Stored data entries
·····

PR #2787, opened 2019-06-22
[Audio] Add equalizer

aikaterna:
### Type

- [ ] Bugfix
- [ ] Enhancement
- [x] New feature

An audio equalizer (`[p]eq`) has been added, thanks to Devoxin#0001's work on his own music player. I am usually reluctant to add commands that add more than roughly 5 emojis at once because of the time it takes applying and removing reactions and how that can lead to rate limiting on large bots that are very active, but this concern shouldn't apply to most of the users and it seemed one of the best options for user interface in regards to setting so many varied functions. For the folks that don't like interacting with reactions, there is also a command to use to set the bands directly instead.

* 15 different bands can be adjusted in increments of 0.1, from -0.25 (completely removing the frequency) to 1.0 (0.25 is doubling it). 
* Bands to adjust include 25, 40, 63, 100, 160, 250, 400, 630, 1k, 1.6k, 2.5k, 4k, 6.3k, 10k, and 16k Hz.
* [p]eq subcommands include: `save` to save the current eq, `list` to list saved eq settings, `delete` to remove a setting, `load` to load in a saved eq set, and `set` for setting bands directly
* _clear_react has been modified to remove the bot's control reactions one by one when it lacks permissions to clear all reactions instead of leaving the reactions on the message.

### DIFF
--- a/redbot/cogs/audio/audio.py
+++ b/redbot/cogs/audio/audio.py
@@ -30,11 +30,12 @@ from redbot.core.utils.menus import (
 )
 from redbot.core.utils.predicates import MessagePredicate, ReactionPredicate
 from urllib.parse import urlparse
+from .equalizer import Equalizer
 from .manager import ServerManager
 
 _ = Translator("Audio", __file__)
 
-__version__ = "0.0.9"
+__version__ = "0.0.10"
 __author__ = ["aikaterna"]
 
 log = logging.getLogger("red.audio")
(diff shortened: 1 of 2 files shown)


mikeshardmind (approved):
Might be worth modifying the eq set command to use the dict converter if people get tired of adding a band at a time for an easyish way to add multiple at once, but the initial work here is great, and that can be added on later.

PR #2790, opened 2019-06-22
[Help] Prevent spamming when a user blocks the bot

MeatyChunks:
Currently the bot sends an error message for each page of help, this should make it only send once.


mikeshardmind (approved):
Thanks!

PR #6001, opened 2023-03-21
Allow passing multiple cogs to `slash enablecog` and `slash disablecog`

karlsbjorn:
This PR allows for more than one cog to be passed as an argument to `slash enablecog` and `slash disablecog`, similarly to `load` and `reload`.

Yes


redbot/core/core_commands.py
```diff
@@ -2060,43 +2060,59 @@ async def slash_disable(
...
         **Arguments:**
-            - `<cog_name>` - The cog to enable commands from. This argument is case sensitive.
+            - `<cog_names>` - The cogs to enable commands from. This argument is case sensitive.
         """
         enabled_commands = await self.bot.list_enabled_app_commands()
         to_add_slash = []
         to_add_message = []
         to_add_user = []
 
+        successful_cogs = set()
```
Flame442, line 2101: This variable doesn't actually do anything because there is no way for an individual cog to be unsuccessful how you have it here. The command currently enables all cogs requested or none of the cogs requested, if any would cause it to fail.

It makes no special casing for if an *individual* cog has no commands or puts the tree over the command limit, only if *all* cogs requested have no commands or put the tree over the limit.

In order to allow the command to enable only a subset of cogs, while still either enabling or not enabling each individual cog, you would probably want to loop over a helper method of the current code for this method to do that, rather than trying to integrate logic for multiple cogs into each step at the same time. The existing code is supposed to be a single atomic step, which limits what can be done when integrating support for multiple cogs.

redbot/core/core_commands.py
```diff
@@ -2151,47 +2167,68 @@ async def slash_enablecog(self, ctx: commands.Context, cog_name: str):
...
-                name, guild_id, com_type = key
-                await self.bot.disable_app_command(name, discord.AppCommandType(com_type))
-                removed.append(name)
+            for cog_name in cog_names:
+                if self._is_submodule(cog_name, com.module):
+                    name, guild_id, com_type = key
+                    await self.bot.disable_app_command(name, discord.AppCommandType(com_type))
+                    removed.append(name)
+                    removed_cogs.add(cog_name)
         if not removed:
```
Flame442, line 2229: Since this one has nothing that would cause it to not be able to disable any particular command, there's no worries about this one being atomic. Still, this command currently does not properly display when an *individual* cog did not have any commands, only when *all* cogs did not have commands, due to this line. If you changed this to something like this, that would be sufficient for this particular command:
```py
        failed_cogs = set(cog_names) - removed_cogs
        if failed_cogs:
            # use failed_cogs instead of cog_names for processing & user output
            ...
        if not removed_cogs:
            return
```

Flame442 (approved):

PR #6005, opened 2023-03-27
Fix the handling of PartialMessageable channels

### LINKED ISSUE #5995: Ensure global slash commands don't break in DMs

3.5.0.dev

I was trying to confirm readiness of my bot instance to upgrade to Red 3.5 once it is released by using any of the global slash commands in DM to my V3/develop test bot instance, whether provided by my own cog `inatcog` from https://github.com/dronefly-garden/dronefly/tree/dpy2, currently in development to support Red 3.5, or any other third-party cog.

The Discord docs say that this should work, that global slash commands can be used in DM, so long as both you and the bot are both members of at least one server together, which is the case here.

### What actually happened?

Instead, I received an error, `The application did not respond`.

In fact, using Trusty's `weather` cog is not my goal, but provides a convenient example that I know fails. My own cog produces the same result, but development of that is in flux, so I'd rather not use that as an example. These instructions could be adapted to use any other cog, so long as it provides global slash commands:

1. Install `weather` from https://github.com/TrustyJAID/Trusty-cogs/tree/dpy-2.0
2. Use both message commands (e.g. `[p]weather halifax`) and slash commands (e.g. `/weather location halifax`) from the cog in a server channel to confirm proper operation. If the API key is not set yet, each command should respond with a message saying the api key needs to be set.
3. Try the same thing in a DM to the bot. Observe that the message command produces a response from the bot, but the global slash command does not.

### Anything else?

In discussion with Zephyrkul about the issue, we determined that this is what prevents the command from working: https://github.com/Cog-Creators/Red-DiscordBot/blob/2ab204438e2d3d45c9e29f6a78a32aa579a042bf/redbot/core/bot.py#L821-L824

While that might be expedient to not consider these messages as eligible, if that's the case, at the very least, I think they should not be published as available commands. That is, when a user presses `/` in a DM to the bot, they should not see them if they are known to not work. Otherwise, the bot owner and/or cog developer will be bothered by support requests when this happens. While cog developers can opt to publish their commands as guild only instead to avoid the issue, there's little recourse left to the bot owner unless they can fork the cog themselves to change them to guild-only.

·····

Aim of the exercise: For this exercise, repeat exactly the lines of the data above from the one with "is doubling it)." down to the one with "and 16k Hz.", both end lines included.

Result:
* 15 different bands can be adjusted in increments of 0.1, from -0.25 (completely removing the frequency) to 1.0 (0.25 is doubling it). 
* Bands to adjust include 25, 40, 63, 100, 160, 250, 400, 630, 1k, 1.6k, 2.5k, 4k, 6.3k, 10k, and 16k Hz.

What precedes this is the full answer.